L’agrégation agricole consiste en un contrat signé entre des coopératives d’agriculteurs, éleveurs ou pêcheurs, qui sont les « agrégés », et une entreprise, l’investisseur qui est « l’agrégateur ». Selon les membres de la société civile, cette agrégation étant une autre forme de l’agriculture contractuelle déjà pratiquée à Madagascar, les expériences acquises doivent être prises en compte pour « éviter les pièges ». 

L’entreprise avance les semences, engrais, matériel et encadre les paysans. Les paysans cultivent leurs terres en utilisant les intrants fournis, en respectant les différentes instructions de l’entreprise et doivent lui vendre,  à un prix souvent fixé au moment de la signature du contrat, toute leur récolte sauf les produits qui ne respectent pas les normes. Sur ce point, l’Etat est invité à prendre des mesures pour éviter la perte d’autonomie des paysans car « la plus-value bénéficie majoritairement à l’investisseur ».

La société civile estime en outre que la signature des contrats par des coopératives de producteurs à la place des paysans individuels, membres ou non d’associations, pourrait maintenir « le rapport de forces inégal » entre l’investisseur et les agriculteurs dans l’agrégation. Par ailleurs, la logique économique des agrégateurs risque de les amener à préférer investir dans des produits à forte valeur ajoutée qui ne sont pas des produits vivriers. 

« Et même s’ils s’engagent dans la riziculture, ils risquent de préférer exporter le riz plutôt que de le commercialiser sur le marché local », a-t-on aussi soulevé avant de souligner qu’il est crucial que les responsables et décideurs prennent en compte les besoins de la population dès l’attribution du permis d’agrégation en fonction du produit choisi, et contrôlent les quantités destinées à l’exportation ou à la consommation locale, quelles que soient leur foi et confiance aux bienfaits du partenariat public-privé...

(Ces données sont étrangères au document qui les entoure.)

PR #698, opened 2016-10-18
Added installation of libffi-dev (or libffi-devel) to install docs, scripts, Dockerfiles

### LINKED ISSUE #694: New (implicit) PyNaCl dependency depends on ffi.h, so that must be installed first
The new `cryptoconditions` depends on PyNaCl which depends on `ffi.h` (i.e. an OS-level file) but currently we don't install that. According to [this Stack Overflow answer](https://stackoverflow.com/questions/31508612/pip-install-unable-to-find-ffi-h-even-though-it-recognizes-libffi), all we need to do is install:

> `libffi-dev` on Debian/Ubuntu, `libffi-devel` on Redhat/Centos/Fedora.

I already tried that on Ubuntu 14.04 (using `apt-get` in an AWS instance) and it worked.

Things that need updating: Documentation in various places, AWS deployment scripts (`fabfile.py`), some Ansible stuff, various Dockerfiles?, more?

ttmc:
This resolves #694 

I tested it on a bare-bones Ubuntu 14.04 instance on AWS and I didn't get the error message about a missing `ffi.h`

@r-marques Can you test that `sudo dnf install gcc-c++ redhat-rpm-config python3-devel libffi-devel` works on Fedora?

@sbellem Can you take a look to ensure I didn't miss some Docker-related files?

### DIFF
--- a/Dockerfile
+++ b/Dockerfile
@@ -1,7 +1,7 @@
 FROM rethinkdb:2.3
 
 RUN apt-get update
-RUN apt-get -y install python3 python3-pip
+RUN apt-get -y install python3 python3-pip libffi-dev
 RUN pip3 install --upgrade pip
 RUN pip3 install --upgrade setuptools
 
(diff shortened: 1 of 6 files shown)


r-marques:
Works fine on fedora with the provided instructions

PR #701, opened 2016-10-18
Remove conn property from core API

vrde:
I noticed working on #502 that some code is still using the old API. This PR is to fix some issues so I can rebase the other branch and move on with a clean baseline.

### DIFF
--- a/bigchaindb/pipelines/stale.py
+++ b/bigchaindb/pipelines/stale.py
@@ -71,6 +71,5 @@ def start(timeout=5, backlog_reassign_delay=5):
     """Create, start, and return the block pipeline."""
     pipeline = create_pipeline(timeout=timeout,
                                backlog_reassign_delay=backlog_reassign_delay)
-    pipeline.setup()
     pipeline.start()
     return pipeline
--- a/tests/db/test_bigchain_api.py
+++ b/tests/db/test_bigchain_api.py
@@ -263,9 +263,11 @@ class TestBigchainApi(object):
     def test_genesis_block(self, b):
         import rethinkdb as r
         from bigchaindb.util import is_genesis_block
+        from bigchaindb.db.utils import get_conn
+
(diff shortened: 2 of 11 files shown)


bigchaindb/pipelines/stale.py
```diff
@@ -71,6 +71,5 @@ def start(timeout=5, backlog_reassign_delay=5):
     """Create, start, and return the block pipeline."""
     pipeline = create_pipeline(timeout=timeout,
                                backlog_reassign_delay=backlog_reassign_delay)
-    pipeline.setup()
```
r-marques: What did this do?

tests/db/test_bigchain_api.py
```diff
@@ -263,9 +263,11 @@ def test_read_transaction_invalid_block(self, b, user_vk, user_sk):
     def test_genesis_block(self, b):
         import rethinkdb as r
         from bigchaindb.util import is_genesis_block
+        from bigchaindb.db.utils import get_conn
+
         response = list(r.table('bigchain')
                         .filter(is_genesis_block)
-                        .run(b.conn))
+                        .run(get_conn()))
```
r-marques: Shouldn't the tests also use the new api `b.connection.run`?

bigchaindb/pipelines/stale.py
vrde: `setup` prepares the pipeline to be used and it's called in `__init__`. You can call `setup` again if you want to reconfigure the pipeline. Calling `setup` with no args doesn't do anything.

tests/db/test_bigchain_api.py
vrde: This *was* true :smile_cat:

I'm working on #502 to move all the queries to a specific module and the `b.connection.run` might be moved out of `core.py`. In this PR I'm using the generic function to get a connection.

Mais du côté des autorités, on répond que des réflexions sont toujours en cours afin que la loi adoptée dernièrement par le Parlement et les résolutions du forum sur l’agribusiness permettent d’atteindre l’objectif d’autosuffisance alimentaire.  Et ces dernières de rappeler que l’agriculture familiale figure dans les thématiques retenues dans les assises organisées aussi bien pour le foncier que pour l’alimentation et la transformation du secteur agricole.

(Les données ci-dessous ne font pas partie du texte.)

PR #748, opened 2016-10-26
Update outdated or incorrect docstrings

sohkai:
Small quality of life updates to docstrings that are outdated from the code, or had slight formatting errors.

*complaint*: We don't really seem to have guidelines on usage of sphinx's scopes (e.g. `:class:`, etc) so it's unclear at times how to represent some things.

### DIFF
--- a/bigchaindb/core.py
+++ b/bigchaindb/core.py
@@ -198,10 +198,10 @@ class Bigchain(object):
                                    the return value is then a tuple: (tx, status)
 
         Returns:
-            A dict with the transaction details if the transaction was found.
-            Will add the transaction status to payload ('valid', 'undecided',
-            or 'backlog'). If no transaction with that `txid` was found it
-            returns `None`
+            A :class:`~.Transaction` instance if the transaction was
+            found, otherwise ``None``.
+            If :attr:`include_status` is ``True``, also returns the
+            transaction's status if the transaction was found.
         """
 
         response, tx_status = None, None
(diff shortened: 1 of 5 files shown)


r-marques:
:+1:

bigchaindb/core.py
```diff
@@ -198,10 +198,10 @@ def get_transaction(self, txid, include_status=False):
                                    the return value is then a tuple: (tx, status)
 
         Returns:
-            A dict with the transaction details if the transaction was found.
-            Will add the transaction status to payload ('valid', 'undecided',
-            or 'backlog'). If no transaction with that `txid` was found it
-            returns `None`
+            A :class:`~.Transaction` instance if the transaction was
```
sbellem: what's the `.` doing, in :class:`~.Transaction`?

sohkai: From the sphinx domain docs:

Pour la riziculture, la société civile demande à ce que les mesures en vue de la maîtrise de l’eau, qui revêt une importance capitale, soient développées dans la Stratégie Nationale pour l’Agribusiness (version juillet 2020) et dans le Plan Emergence Madagascar. « Le dérèglement climatique perturbe gravement les activités agricoles. Il faut une solution explicite aux problèmes récurrents de soudure rencontrée par la majorité des paysans ».

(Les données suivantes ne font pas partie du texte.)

PR #750, opened 2016-10-26
Explicitly pass settings for flask into flask app factory

sohkai:
Slight changes to how we instantiate the flask server for clarity. AFAIK, the `settings` dict that's passed around is actually for gunicorn and not flask so this makes it more clear which flask settings we're configuring.

### DIFF
--- a/bigchaindb/web/server.py
+++ b/bigchaindb/web/server.py
@@ -49,19 +49,22 @@ class StandaloneApplication(gunicorn.app.base.BaseApplication):
         return self.application
 
 
-def create_app(settings):
+def create_app(*, debug=False, threads=4):
     """Return an instance of the Flask application.
 
     Args:
         debug (bool): a flag to activate the debug mode for the app
             (default: False).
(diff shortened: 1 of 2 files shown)


sbellem:
:+1:

bigchaindb/web/server.py
```diff
@@ -88,6 +91,7 @@ def create_server(settings):
     if not settings.get('threads'):
```
diminator: not sure why this is still using settings and not explicit args

sohkai: Mmm true, `settings` could be passed in as arguments by destructing them from the bdb config, but then we'd have to reconstruct them into a dict when we create the gunicorn app (see https://github.com/bigchaindb/bigchaindb/pull/750/files#diff-9943b8877e792a45dc46b4e483e1c02eR35).

diminator: ok, true - you can go for the general settings then

PR #753, opened 2016-10-27
Moved docs dir to docs/server

ttmc:
I want to move the root BigchainDB docs into this repository (bigchaindb/bigchaindb). To make that possible, this pull request moves the contents of the `docs` directory to `docs/server`, so that the root docs can be moved into `docs/root` in the future.

I didn't move `docs/README.md` into `docs/server`. Instead I edited it to be instructions for _all_ docs subdirectories.

I also updated the path to `version.py` in `docs/server/source/conf.py`.

Note: After merging this PR, some settings on ReadTheDocs will have to be updated, mainly the path to the BigchainDB Server docs.


sbellem:
:+1:

PR #1100, opened 2017-01-26
[WIP] Add run interface to MongoDB connection (aka: lazy queries)

vrde:
With RethinkDB, building a query and executing it are two different concerns. This is pretty handy because we can have on one side one or more module containing queries, and on the other side a function (in our case the `Connection.run` method) to execute them and catch some common exceptions such as disconnections.

The idea is to have a similar approach for MongoDB (see #975). To achieve that, I've tried a couple of ideas:
 - [operations API](https://github.com/bigchaindb/bigchaindb/issues/975#issuecomment-274523556)
 - [bulk API](https://github.com/bigchaindb/bigchaindb/issues/975#issuecomment-275144883)

But they both provide a limited set of operations. This PR adds a new utility class called `Lazy`.
An instance of `Lazy` collects all the method calls on it, supports chaining, and it's able to run the sequence of calls on a specific object.

```python
from bigchaindb.utils import Lazy
l = Lazy()
l.split(',')[1].split(' ').pop(1).strip()
result = l.run('Like humans, cats tend to favor one paw over another')
assert result == 'cats'
```

If this proposal meets the requirements, I'll refine this PR adding:
 - [ ] better docs
 - [ ] more tests


r-marques:
looks good to me

sohkai:
Honestly surprised python doesn't provide some sort of `Lazy`, but this is a nice idea!

bigchaindb/backend/mongodb/connection.py
```diff
@@ -60,6 +64,10 @@ def _connect(self):
                     time.sleep(2**i)
 
 
+def table(name):
```
sohkai: Might be more canonical to name this `collection`, given that that's what mongo names them (and this is a mongo specific implementation).

vrde: Good point!

vrde:
> Honestly surprised python doesn't provide some sort of Lazy, but this is a nice idea!

Thanks! I'll refine the implementation, docs, and tests.

bigchaindb/backend/mongodb/connection.py
```diff
@@ -43,32 +60,75 @@ def conn(self):
...
+                                                      replicaset=self.replicaset,
+                                                      serverselectiontimeoutms=self.connection_timeout)
+
+            # `initialize_replica_set` might raise `ConnectionFailure` or `OperationFailure`.
+            except (pymongo.errors.ConnectionFailure,
+                    pymongo.errors.OperationFailure) as exc:
+                logger.warning('Attempt %s/%s. Connection to %s:%s failed after %sms.',
+                               attempt, self.max_tries if self.max_tries != 0 else '∞',
+                               self.host, self.port, self.connection_timeout)
+                if attempt == self.max_tries:
```
r-marques: Can't this be moved outside the for loop?
`if attempt == self.max_tries` seems to be doing the same as `for i in self.max_tries_counter`

bigchaindb/backend/mongodb/query.py
```diff
@@ -70,17 +81,20 @@ def get_transaction_from_block(conn, transaction_id, block_id):
...
 
 @register_query(MongoDBConnection)
 def get_blocks_status_from_transaction(conn, transaction_id):
-    return conn.db['bigchain']\
-            .find({'block.transactions.id': transaction_id},
-                  projection=['id', 'block.voters'])
+    return conn.run(
+        conn.collection('bigchain')
+        .find({'block.transactions.id': transaction_id},
+              projection=['id', 'block.voters']))
```
r-marques: I think `get_txids_filtered` was added recently and it also needs to use connection.run

bigchaindb/backend/mongodb/query.py
```diff
@@ -113,115 +127,133 @@ def get_txids_filtered(conn, asset_id, operation=None):
...
-    last_voted = conn.db['votes']\
-                  .find({'node_pubkey': node_pubkey},
-                        sort=[('vote.timestamp', -1)])
+    last_voted = conn.run(
+            conn.collection('votes')
+            .find({'node_pubkey': node_pubkey},
+                  sort=[('vote.timestamp', -1)]))
 
     # pymongo seems to return a cursor even if there are no results
     # so we actually need to check the count
```
r-marques: `get_unvoted_blocks` is not using `conn.run`

bigchaindb/backend/mongodb/changefeed.py
```diff
@@ -27,12 +27,14 @@ def run_forever(self):
 
         while True:
             try:
+                # XXX: hack to force reconnection,
+                #      the correct way to fix this is to manage errors
+                #      for cursors.conn
+                self.connection.connection = None
```
r-marques: Can you explain why do we need to do this?

r-marques:
One thing that we are not doing and that `RethinkDBConnection.run` does is retrying a query if something goes wrong most importantly in case of a `AutoReconnect`

bigchaindb/backend/mongodb/connection.py
vrde: I check it there because it's the context where I can access `exc`, so I can throw the original exception together with ours.

bigchaindb/backend/mongodb/query.py
vrde: Yes! I missed it, thanks!

bigchaindb/backend/mongodb/query.py
vrde: :+1:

On prend également comme exemple l’agrégation agricole ayant été appliquée pendant plus de 10 ans par le Plan Maroc Vert qui montrerait que le paysan devient de plus en plus dépendant et n’a pas les moyens de contrôler les prix de vente de sa production. « Un appel à la vigilance « , a ainsi été lancé afin que des balises soient posées pour que les paysans soient les gagnants de cette réforme.